Maar deze geavanceerde methodes hebben ons tegelijkertijd geleerd dat de gebieden van Broca en Wernicke wel degelijk een belangrijke rol spelen bij de verwerking van taal, aldus Hagoort. Ze nemen een centrale plek in in de neurale netwerken, die zichtbaar worden in DTI-scans. Het zijn centrale punten in het brein waar informatie uit andere plaatsen in het brein samenkomt. Maar het zijn dus niet de enige hersengebieden die bij taal betrokken zijn. Bovendien lijkt het idee dat taalproductie is geregeld in het gebied van Broca en taalbegrip in het gebied van Wernicke achterhaald, zoals we zullen zien.
Verwerking van zinnen
Moderne hersenscans laten zien dat talige activiteiten voornamelijk hersenactiviteit in de linkerhersenhelft opleveren. Daar zijn zo’n 50.000 woorden uit je moedertaal opgeslagen, vertelt Hagoort. Maar ook een heleboel grammaticale regels die nodig zijn om een oneindige hoeveelheid nieuwe woorden en zinnen te kunnen maken. Dit principe werd in 1829 al benoemd door de taalkundige Wilhelm von Humboldt: “Language makes an infinite use of finite means”.

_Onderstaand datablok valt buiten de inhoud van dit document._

PR #433, opened 2018-07-06
CSS variables for Blueprint intents.

### LINKED ISSUE #404: Toast intent color should match theme
Similar to how we handle Blueprint button intents and map their colors onto our theme CSS vars. Currently e.g. the success intent is a noticeably "off" shade of green.

### LINKED ISSUE #420: Expose dedicated CSS variables for Blueprint intents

En daarmee is de basis gelegd voor het nieuwe model dat Hagoort en zijn collega’s de afgelopen jaren ontwikkelden: het zogenaamde Memory Unification Model. Volgens dat model bestaat ons talige brein enerzijds uit een geheugencomponent en anderzijds een unificatiecomponent, waarin talige eenheden worden gecombineerd: klanken tot woorden en woorden tot zinnen. Voor dat laatste zijn we aangewezen op de syntaxis, het regelsysteem waarmee we zinnen kunnen maken. En interessante vraag is nu of we voor het encoderen (het omzetten van gedachten naar zinnen) en ontleden van zinnen dezelfde hersengebieden gebruiken. Uit observaties bij afasiepatiënten lijkt het of we hier te maken hebben met twee verschillende systemen. Hersenscans laten een ander beeld zien.
Herhalingseffect
Hagoorts haalt een gedragsexperiment aan van zijn collega-onderzoeker Katrien Segaert. Uit dit experiment blijkt dat mensen na het produceren van een passieve zin – De houthakker wordt uitgescholden door de jager – eerder geneigd zijn nog een passieve zin te produceren (De koningin wordt gekust door de koning) dan een actieve zin ( De koning kust de koningin ).

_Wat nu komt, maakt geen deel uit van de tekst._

Issue #289, opened 2018-05-15
Grid - extended options for Excel exports


amcclain:
The default exports to Excel from ag-Grids are very basic, lacking formatting, data types, a table structure with headers, and fine-grained control over what fields are / are not exported.

We should decide if we want to invest more in learning / wrapping up ag-Grid's own [extensive Excel export functionality](https://www.ag-grid.com/javascript-grid-excel/) or if we instead want to build on what we have in hoist-sencha / hoist-core and use our server-side Excel generation via Apache POI.

amcclain:
@TomTirapani wondering if you would like to look at this one - a starting point might be to do a review of what ag-Grid offers and see if we think that could be a good / better alternative to our server-side stuff.

You know the server-side API and capabilities better than anyone, so if you think it would be quicker / more efficient to try extracting our store data first and POSTing it there, I would be fine with either.

Finally, we made some recent changes to GridModel and the column defs to make it easier to add and keep around extended attributes on those definition objects w/o them being fed to ag-Grid and triggering warnings.  So that should make it easier to standardize on an export formatter pattern or similar.

PR #435, opened 2018-07-10
Use hoist-core server-side export with agGrid. #289

TomTirapani:
+ Column prop `exportFormat` to control display in excel files.
+ Column prop `exportValue` to transform value prior to export, or to export a different field than the column.
+ Column prop `exportName` to use a different column header than the grid.
+ Add 'exportExcel' and 'exportCsv' context menu tokens.


cmp/contextmenu/StoreContextMenu.js
```diff
@@ -45,6 +47,26 @@ export class StoreContextMenu {
                         colChooserModel.open();
                     }
                 });
```
lbwexler: Could add a gridModel variable to this method

cmp/grid/GridModel.js
```diff
@@ -57,6 +63,9 @@ export class GridModel {
      * @param {string} [sortBy[].colId] - Column ID by which to sort.
      * @param {string} [sortBy[].sort] - sort direction [asc|desc].
      * @param {string} [groupBy] - Column ID by which to group.
+     * @param {string} [exportFilename] - Filename for exported file.
+     * @param {string} [exportFiletype] - Filetypes for export file. One of ['excel', 'excelTable', 'csv']
```
lbwexler: 'Filetype', not 'Filetypes'.  Also, why no default?

cmp/grid/GridModel.js
```diff
@@ -72,14 +81,20 @@ export class GridModel {
...
         stateModel = null,
         contextMenuFn = () => this.defaultContextMenu()
     }) {
         this.store = store;
         this.columns = columns;
-        this.contextMenuFn = contextMenuFn;
         this.emptyText = emptyText;
+        this.exportFilename = exportFilename;
+        this.exportFiletype = ['excel', 'excelTable', 'csv'].includes(exportFiletype) ? exportFiletype : 'excelTable';
+        this.enableExport = enableExport;
```
lbwexler: Why not simply throw if the filetype is not acceptable, rather than quietly ignoring and setting to excelTable?

utils/ExportUtils.js
```diff
@@ -0,0 +1,154 @@
...
+import {fmtDate} from '@xh/hoist/format';
+import {orderBy, uniq, isString, isFunction} from 'lodash';
+import download from 'downloadjs';
+
+
+/**
+ * Cell formats used in excel exports.
+ * Can be applied to columns via the 'exportFormat' prop.
+ */
+export const exportFormats = {
```
lbwexler: Seems like our naming convention would have this capitalized and singular -- e.g. ExportFormat

utils/ExportUtils.js
```diff
@@ -0,0 +1,154 @@
...
+
+/**
+ * Exports a grid to either Excel or CSV.
+ *
+ * Columns can install the following properties to manage how they are exported:
+ *
+ *      {string} exportName - specified title to appear at top of grid
+ *      {string|function} exportValue - modifies the value used in export
+ *              If string, can be used to point to a different field on the record
+ *              If function, can be used to transform the value
```
lbwexler: Need to add docs for parameters to this function.  Was momentarily confused by the docs on the columns (which are also useful.).  

Perhaps this whole thing could be made in to a class 'ExportManager' with a single public static method  exportToFile.  Might give you a bit more room to document everything around export in a class comment.

admin/tabs/activity/clienterrors/ClientErrorModel.js
```diff
@@ -49,6 +49,12 @@ export class ClientErrorModel {
         ]
     });
 
+    constructor() {
```
lbwexler: Would it be more straightforward potentially to just have exportFilename potentially be a closure as well as a string?

Would be nice to avoid the complexity of an autorun for this pretty common use case

TomTirapani:
I've added the option to export using agGrid - see https://github.com/exhi/hoist-react/pull/435/commits/b8b945c2f2eae89eac050b322ca02656ecb896dc.

In the end, I went for a flag you can set on GridModel *and* types. This allows you to set a grid to export either to server / local without having to use custom context menu items or export buttons, while still allowing to specify one-off exports should you want to.

admin/tabs/activity/clienterrors/ClientErrorModel.js
```diff
@@ -29,6 +29,7 @@ export class ClientErrorModel {
     gridModel = new GridModel({
         stateModel: 'xhClientErrorGrid',
         enableColChooser: true,
+        exportFilename: () => `Client Errors ${fmtDate(this.startDate)} to ${fmtDate(this.endDate)}`,
```
lbwexler: interesting that export is enabled by default.  Given the number of things that have to be done to make an export "look good" should we make it opt-in?

desktop/cmp/contextmenu/StoreContextMenu.js
```diff
@@ -45,6 +48,26 @@ export class StoreContextMenu {
                         colChooserModel.open();
                     }
                 });
+            case 'exportExcel':
+                return new StoreContextMenuItem({
+                    text: 'Export to Excel',
+                    icon: Icon.download(),
+                    hidden: !gridModel || !gridModel.enableExport,
+                    disabled: !gridModel.store.count,
```
lbwexler: If gridModel can truly be null here (and the doc says that it can) line 56 and 66 are going to throw DNP

desktop/cmp/grid/GridModel.js
```diff
@@ -59,6 +63,8 @@ export class GridModel {
      * @param {string} [groupBy] - Column ID by which to group.
      * @param {boolean} [enableColChooser] - true to setup support for column chooser UI and
      *      install a default context menu item to launch the chooser.
+     * @param {boolean} [enableExport] - false to disable export context menu items.
+     * @param {function|string} [exportFilename] - Filename for exported file, or a closure to generate one.
```
lbwexler: This closure should probably be passed the gridModel as its first argument for good measure.

desktop/cmp/grid/GridModel.js
```diff
@@ -92,12 +102,35 @@ export class GridModel {
...
+        const {type, filename = this.exportFilename} = options;
+        XH.exportManager.exportAsync(this, filename, type);
     }
 
+    /**
+     * Exports the grid using agGrid's client-side export
+     *
+     * @param {string} fileName - Filename for exported file.
+     * @param {string} type - Type of export. One of ['excel', 'csv'].
+     * @param {Object} params - passed to agGrids export functions.
```
lbwexler: spelling of 'agGrid' a bit strange here

lbwexler:
Looks great and very tight!  Think its the minimal API for everything we want to expose right now.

Uit breinscans blijkt bovendien dat er repetitie supressie optreedt als mensen twee keer achter elkaar een passieve zin horen. Dit betekent dat er minder breinactiviteit nodig is als een stimuluskenmerk (passief/actief) herhaald wordt. Een passieve zin begrijpen we makkelijker als er een passieve zin aan vooraf gaat.

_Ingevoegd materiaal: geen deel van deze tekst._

PR #442, opened 2018-07-11
Update ClipboardButton to use elementRef button prop

### LINKED ISSUE #441: Clipboard button broken due to invalid ref handling
Clipboard button no longer functional due to invalid `ref` handling - possibly with move to Hoist button, maybe earlier.

amcclain:
+ Fixes #441


amcclain:
I can see how this might lead into a broad discussion of forwarding refs, what we want to bake into our HoistButton, etc. - but this also seemed like the correct immediate fix.

PR #443, opened 2018-07-11
Ensure client and session user in sync for relevant HoistImpl endpoints

amcclain:
+ Requires exhi/hoist-core#48 to be merged
+ Apologies as did not mean to loop in clipboard change as well - that also has a dedicated PR #442


lbwexler:
👍

PR #452, opened 2018-07-17
Ensure TabContainer activeTabId is in sync with the router state (Fixes #451)

### LINKED ISSUE #451: TabContainer active tab can become out of sync with the router state
When changing the active tab via `setActiveTabId` (such as with TabSwitcher), the active tab is set before attempting to navigate via the router. It is possible that the route change would be rejected (via middleware or a canDeactivate handler) and in that case the currently rendered tab is out of sync with the router state. When using routing, the TabContainer active tab should probably only be set via router state changes to ensure they remain in sync.

haynesjm42:
#451 

Just a slight re-organization of the code for setting the `activeTabId` to allow the router state to drive updating the `activeTabId` value when using routing. This is to fix a sync issue where a route change could be rejected by middleware of a canDeactivate handler, and the TabContainer would still change the active tab.

### DIFF
--- a/desktop/cmp/tab/container/TabContainerModel.js
+++ b/desktop/cmp/tab/container/TabContainerModel.js
@@ -23,7 +23,7 @@ export class TabContainerModel {
     tabs = [];
 
     /** Base route for this container. */
-    route = null
+    route = null;
 
     /** ID of the Tab to be active by default. */
     defaultTabId = null;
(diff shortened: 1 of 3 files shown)


desktop/cmp/tab/container/TabContainerModel.js
```diff
@@ -85,14 +85,14 @@ export class TabContainerModel {
...
         throwIf(!tab, `Unknown Tab ${id} in TabContainer.`);
 
-        this.activeTabId = id;
-        if (tab.reloadOnShow) tab.requestRefresh();
-
         if (route && !suppressRouting) {
             const tabRoute = route + '.' + id;
             if (!XH.router.isActive(tabRoute)) {
                 XH.navigate(tabRoute);
             }
```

Om te kijken of er een verschil was tussen taalproductie en taalbegrip, werd nog een ander experiment gedaan. Daarbij moesten proefpersonen een plaatje beschrijven waarop een rood en een groen poppetje zichtbaar waren. De ene keer moesten ze het groene poppetje als onderwerp van de zin nemen en de andere keer het rode poppetje. Dat leverde de ene keer een actieve (Groen slaat rood ) en de andere keer een passieve zin (Rood wordt geslagen door groen) op. Van tevoren kregen ze een passieve (of actieve) zin te horen. In alle gevallen bleek het herhalingseffect van toepassing. Dat wijst erop dat bij taalproductie en taalbegrip dezelfde hersengebieden actief zijn.